I need to automate time-series forecasting, and I don't know in advance the features of those series (seasonality, trend, noise, etc).

My aim is not to get the best possible model for each series, but to avoid pretty bad models. In other words, to get small errors every time is not a problem, but to get big errors once in a while is.

I thought I could achieve this by combining models calculated with different techniques.

That is, although ARIMA would be the best approach for a specific series, it may not be the best for another series; the same for exponential smoothing.

However, if I combine one model from each technique, even if one model isn't so good, the other will bring the estimate closer to the real value.

It is well-known that ARIMA works better for long-term well-behaved series, while exponential smoothing stands out with short-term noisy series.

  • My idea is to combine models generated from both techniques in order to get more robust forecasts, does it make sense?

There might be many ways to combine those models.

  • If this is a good approach, how should I combine them?

A simple mean of forecasts is an option, but maybe I could get better predictions if I weight the mean according to some goodness measure of the model.

  • What would be the treatment of the variance when combining models?

Best Answer

Combining forecasts is an excellent idea. (I think it is not an exaggeration to say that this is one of the few things academic forecasters agree on.)

I happen to have written a paper a while back looking at different ways to weight forecasts in combining them: http://www.sciencedirect.com/science/article/pii/S0169207010001032 Basically, using (Akaike) weights did not consistently improve combinations over simple or trimmed/winsorized means or medians, so I personally would think twice before implementing a complex procedure that may not yield a definite benefit (recall, though, that combinations consistently outperformed selection single methods by information criteria). This may depend on the particular time series you have, of course.

I looked at combining prediction intervals in the paper above, but not at combining variance as such. I seem to recall a paper not long back in the IJF with this focus, so you may want to search for "combining" or "combination" through back issues of the IJF.

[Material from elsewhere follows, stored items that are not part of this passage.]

PR #3028, opened 2025-06-04
Try orb-based codecov upload

k-dominik:
Switched to "orb"-based upload on circleCI. Trickiest part was setting the token in the right place and configuring circleci properly. Works now.

Edit: in the end the reason why codecov stopped working was that they now require token usage on protected branches. Technically this is solved by setting the token properly. However, they deprecated their bash script for upload (that was used before in our CI) and using the orb is the way.

### DIFF
--- a/.circleci/config.yml
+++ b/.circleci/config.yml
@@ -1,4 +1,8 @@
 version: 2.1
+
+orbs:
+  codecov: codecov/codecov@5.4.3
+
 jobs:
   checkout_ilastik:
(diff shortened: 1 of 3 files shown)


k-dominik:
:shrug: tests are passing locally, I suspect some depenency update - investigating

k-dominik:
looks like it's scikit-learn... have to see exactly what the problem is, but for now I'll pin.

PR #3032, opened 2025-06-20
Add Object Classification from Label images worfklow (the sequel)

k-dominik:
This replaces https://github.com/ilastik/ilastik/pull/2921.
I had to rebase on main and resolve some conflicts, so I opened a new PR to preserve the previous review with links to code.

Original Message (slightly edited/removed thinks that have been fixed via main:

-----

`original message`

Inputs such as label images from cellpose or stardist are treated a bit poorly in ilastik - connected components is run again (with possibly different connectivity) resulting in different objects in ilastik after loading such label image data. This is super inconvenient for users: Any prior analysis they did will be hard to merge (different object ids, possibly different objects).

This PR introduces a new workflow, "Object Classification [Raw Data, Label Image]" that internally doesn't do CCA anymore but merely relabels the label image to ensure consecutive labels (required by feature extraction in vigra).

see discussion in https://github.com/ilastik/ilastik/issues/2416

fixes https://github.com/ilastik/ilastik/issues/2416
closes https://github.com/ilastik/ilastik/pull/2921

Summary:
* rewrite of `OpRelabelConsecutive` into an operator that caches two results: the relabeled image and a dictionary that holds the mapping - both necessary in the workflow (relabeled image as input for feature computation, the mapping to export the original labelids to the table).
* Serialization logic for this slot that ensures valid saving of both data to the ilp file
* Added the new column (`original_oid`) to the export logic
* Added the new Object Classification from Label images workflow

There are some slightly unrelated changes (first two commits):
* Binary image layer and object id image have been treated as different sources when displaying, which is not really necessary and can increase cache usage (as two images will be accessed instead of one). This is changed by sourcing the binary layer also from the label image (which has to be computed anyhow for all three flavors of object classification).
* Removed the Binary Image input completely from the Object Classification op: it was only used for visualization.
* I renamed all usages of Binary image to Segmentation image as we used binary segmentations as well as instance segmentations as inputs there.

Changes I didn't include here because changeset is already pretty big:
* change the order of columns in export - `original_oid` column should be easier to find (and fix order to some sorting)
* Allow for export without an image: Currently ilastik forces exporting an image to export the table. If the Label Image already exists outside, and the table correctly links to it, it is really not necessary anymore to export any image.

## Todos (before merge, didn't do it yet for the sake of the review):
* [x] remove https://github.com/ilastik/ilastik/pull/2921/commits/ac9b4d5640a292ed427af271a9e1be4c278a4534, has been fixed on main
* [x] rebase/fixup commits as indicated by commit messages

`/end of original message`

-----

Thank you for the original review. Really unfortunate it's been 8 months since...
Here a summary of the review to make it a bit easier for you (only "larger-scope" comments, one liners i mostly fixed in a6f14c5fd727a8efb91af2459901b83f12115041), @btbest

The main changes from the PR are in the three commits a6f14c5fd727a8efb91af2459901b83f12115041 (review suggestions), 0ee365dac2e628afb1e904ffd36c62c71f64c6e5 (base class for LabelOps), and 0273ffb241eab6c69e9ba18dc955f49429807bae (Gui test for the new workflow).

* "Review could have been quicker if the commits documented copy-pasting (bonus points for separating copying commit from subsequent modifications)"
  * I edited the commit message of the relevant commit a bit. The 6 methods that has some overlap with `OpUnblockedArrayCache` are now mentioned. (612823d793f5f0481654cb1c5f13de9088347424), but didn't go as far as doing separate commits (no bonus points for me)
* "The semantic dependency tracking here was too hard to understand in what sense "OpObjectExtraction expects this interface"; now I get it.
  I think in this context I would keep it on OpRelabelConsecutive to document the dependency (and the fact that OpRelabelConsecutive is actually an "OpLabelVolume", even if they share no base class or naming), but remove it from OpRelabelConsecutive5D so that at least that op can focus on its job."
  * Not sure if that's what you meant but I've added a base class for the operators in 0ee365dac2e628afb1e904ffd36c62c71f64c6e5 and removed `BypassModeEnabled`. Figured in the end it was not needed.
* "I can't really see the value of nesting the cached op here, seems to me one could just put the dtype functionality in the caching op and remove the wrapper? Then the caching op also wouldn't have to double check the dtype on its own side again..." ... "Now I see OpRelabelConsecutive mirrors the internal architecture of OpLabelVolume pretty much 1:1, though it does read a lot cleaner here :) This implicit relationship has tripped me up a few times during the review... I feel it could be helpful to have a noop OpObjectsABC or sth purely to document the connection, and/or rename OpRelabelConsecutive into OpRelabelVolume. I'm immediately also jumping to "well and extract the reorder-dtype-convert-MakeLabels-reorderToInput" cascade into the base class"... Or maybe OpRelabelConsecutive5D should really be a subclass of OpLabelingABC. But I remember you've mentioned going back and forth between implementations and discarding others, so I'm happy to accept what we have here was the cleanest way to solve this."
  * I've added a base class for the operators in 0ee365dac2e628afb1e904ffd36c62c71f64c6e5
* "not a fan of the _impl pattern - i get that for Output it's copypasta and kept to maintain the interface of the base, but I'd inline the impl for RelabelDict"
  * I left it as is, makes sense as it derives from `OpUnblockedArrayCache`. I don't want to inline one of them, one more function call doesn't hurt and at least it's a familiar pattern.


k-dominik:
note: The issue with time slices that put the original PR on hold was fixed in that commit (that got fixed up in this PR) https://github.com/ilastik/ilastik/pull/2921/commits/cfc94cfff862b12bda7523e9175e08a71498b64a

btbest (approved):
Looks like the Object Probabilities test passes on CI also for Windows, which means the problem I was seeing is specific to my machine and not Windows overall. So then all good 🥳

PR #3036, opened 2025-07-01
Logging: Ignore failed session log deletions

btbest:
micro-PR - We don't want ilastik to crash during startup just because a log file is locked.

Unlikely to actually happen to a user in any case, but I somehow managed to lock a log file during debugging and now ilastik can't start 🙃


ilastik/ilastik_logging/default_config.py
```diff
@@ -76,7 +76,10 @@ def _delete_old_session_logs(*, log_dir: Path):
         [child for child in log_dir.iterdir() if re.match(SESSION_LOGFILE_NAME_PATTERN, child.name)], reverse=True
     )
     for log_file in log_files[KEEP_SESSION_LOGS:]:
-        log_file.unlink()
+        try:
+            log_file.unlink()
+        except OSError:
+            pass
```
k-dominik: maybe it would be worth logging the problem? But it looks that logging isn't configured at this stage yet... print?

PR #3040, opened 2025-07-04
Data Export: Round when normalizing float to int

btbest:
We recommend our users convert Probabilities to `uint8` and normalize `0.0 ... 1.0` to `0 ... 255`.

It looks like some people would like to [normalize to `0 ... 100`](https://forum.image.sc/t/export-probabilities-as-8-bit-images/114083) so that pixels contain integer percentage probabilities. This is currently not possible - float imprecision isn't rounded but truncated during dtype conversion and as a consequence, some probability values like `14.99998` get mismapped to `14` instead of `15`.

I went with `numpy.round(a, 5)` to maintain existing behaviour as much as possible while fixing the specific issue for Probabilities, but I am wondering whether `numpy.round(a)` (without restricting to lower decimals) wouldn't actually be the correct thing to do here.

Fixes https://github.com/ilastik/ilastik/issues/3038

(Also a minor typo fix in the other test in the file which probably made the test not actually test anything)

### DIFF
--- a/lazyflow/operators/ioOperators/opFormattedDataExport.py
+++ b/lazyflow/operators/ioOperators/opFormattedDataExport.py
@@ -26,6 +26,8 @@ from builtins import zip
 import os
 import collections
 import warnings
+from functools import partial
+
 import numpy
 from typing import Tuple
 from pathlib import Path
@@ -39,9 +41,24 @@ from lazyflow.roi import roiFromShape
 from lazyflow.operators.generic import OpSubRegion, OpPixelOperator
 from lazyflow.operators.valueProviders import OpMetadataInjector
 from lazyflow.operators.opReorderAxes import OpReorderAxes
-from lazyflow.utility.pathHelpers import PathComponents
 
 from .opExportSlot import OpExportSlot
+
+
+def normalize(minVal, maxVal, outputMinVal, outputMaxVal, target_dtype, a):
+    numerator = numpy.float64(outputMaxVal) - numpy.float64(outputMinVal)
+    denominator = numpy.float64(maxVal) - numpy.float64(minVal)
+    if denominator != 0.0:
+        frac = numpy.float32(numerator / denominator)
+    else:
+        # Denominator was zero.  The user is probably just temporarily changing the values.
+        frac = numpy.float32(0.0)
+    if numpy.issubdtype(a.dtype, numpy.floating) and numpy.issubdtype(target_dtype, numpy.integer):
+        # Float to int: Round to avoid truncation
+        result = numpy.rint(outputMinVal + (a - minVal) * frac).astype(target_dtype)
+    else:
+        result = (outputMinVal + (a - minVal) * frac).astype(target_dtype)
+    return result
 
 
 class OpFormattedDataExport(Operator):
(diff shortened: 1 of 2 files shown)


btbest:
Went with `rint` as per @Tomaz-Vieira's comment on the issue

lazyflow/operators/ioOperators/opFormattedDataExport.py
```diff
@@ -39,11 +41,26 @@
...
 from .opExportSlot import OpExportSlot
 
 
+def normalize(minVal, maxVal, outputMinVal, outputMaxVal, target_dtype, a):
+    numerator = numpy.float64(outputMaxVal) - numpy.float64(outputMinVal)
+    denominator = numpy.float64(maxVal) - numpy.float64(minVal)
+    if denominator != 0.0:
+        frac = numpy.float32(numerator / denominator)
+    else:
+        # Denominator was zero.  The user is probably just temporarily changing the values.
```
Tomaz-Vieira: I don't think this type of function should be aware of lazyflow shenanigans; Rather, it should probably just raise an Exception to be caught by the caller. This also prevents this function from failing silently on bad parameters. Whatever code that is directly dealing with slots and user input can elect not to call this function if some args are missing.

lazyflow/operators/ioOperators/opFormattedDataExport.py
```diff
@@ -39,11 +41,26 @@
 from lazyflow.operators.generic import OpSubRegion, OpPixelOperator
 from lazyflow.operators.valueProviders import OpMetadataInjector
 from lazyflow.operators.opReorderAxes import OpReorderAxes
-from lazyflow.utility.pathHelpers import PathComponents
 
 from .opExportSlot import OpExportSlot
 
 
+def normalize(minVal, maxVal, outputMinVal, outputMaxVal, target_dtype, a):
```
Tomaz-Vieira: How about some typing? Something like:

```python
IN = TypeVar("IN")
OUT = TypeVar("OUT")
SHAPE = TypeVar("SHAPE")
def normalize(
    *,
    minVal: IN,
    maxVal: IN,
    outputMinVal: OUT,
    outputMaxVal: OUT,
    output_dtype: Type[OUT],
    a: np.ndarray[SHAPE, IN]
) -> np.ndarray[SHAPE, OUT]:
```

Also, I'd force the params to be named-only; At the call site this will look like a bunch of numbers whose semantics are hard to read (e.g.: _"does `normalize(a, b, c, d)` represent `minIn`, `minOut`, `maxIn`, `maxOut` ? or maybe `minIn`, `maxIn`, `minOut`, `maxOut`?"_)

lazyflow/operators/ioOperators/opFormattedDataExport.py
```diff
@@ -39,11 +41,26 @@
...
+    numerator = numpy.float64(outputMaxVal) - numpy.float64(outputMinVal)
+    denominator = numpy.float64(maxVal) - numpy.float64(minVal)
+    if denominator != 0.0:
+        frac = numpy.float32(numerator / denominator)
```
Tomaz-Vieira: Why are `numerator` and `denominator` `float4` but `frac` is a `float32` ? In fact, if output is `float64`, I think this might throw away some precision. Maybe `frac` should be the highest precision between input and output? :thinking:

btbest: b4aaad933aef37eb84f3487b3085a0532fff461b Sounds like there were overflow issues. Out of risk aversion, I don't think I'll be touching this, given that it's not documented when exactly those problems would occur

lazyflow/operators/ioOperators/opFormattedDataExport.py
btbest: I think the behaviour is appropriate (normalising from a 0-range to anything should result in an image with 0 drange), but the comment is unnecessary (and my IDE is flagging the equals-comparison against 0.0)

btbest:
All comments should be addressed now, and I've added another test case for the conversion-only path. A re-review would be nice :)

k-dominik (approved):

A few other papers that have looked at combining forecasts are here (from 1989, but a review) and here and here (also looks at densities) and here and here. Many of these note that it is still poorly understood why forecast combinations frequently outperform single selected models. The second-to-last paper is on the M3 forecasting competition; one of their main findings was (number (3) on p. 458) that "The accuracy of the combination of various methods outperforms, on average, the specific methods being combined and does well in comparison with other methods." The last of these papers finds that combinations do not necessarily perform better than single models, but that they can considerably reduce the risk of catastrophic failure (which is one of your goals). More literature should readily be found in the International Journal of Forecasting, the Journal of Forecasting and for more specific applications in the econometrics or supply chain literature.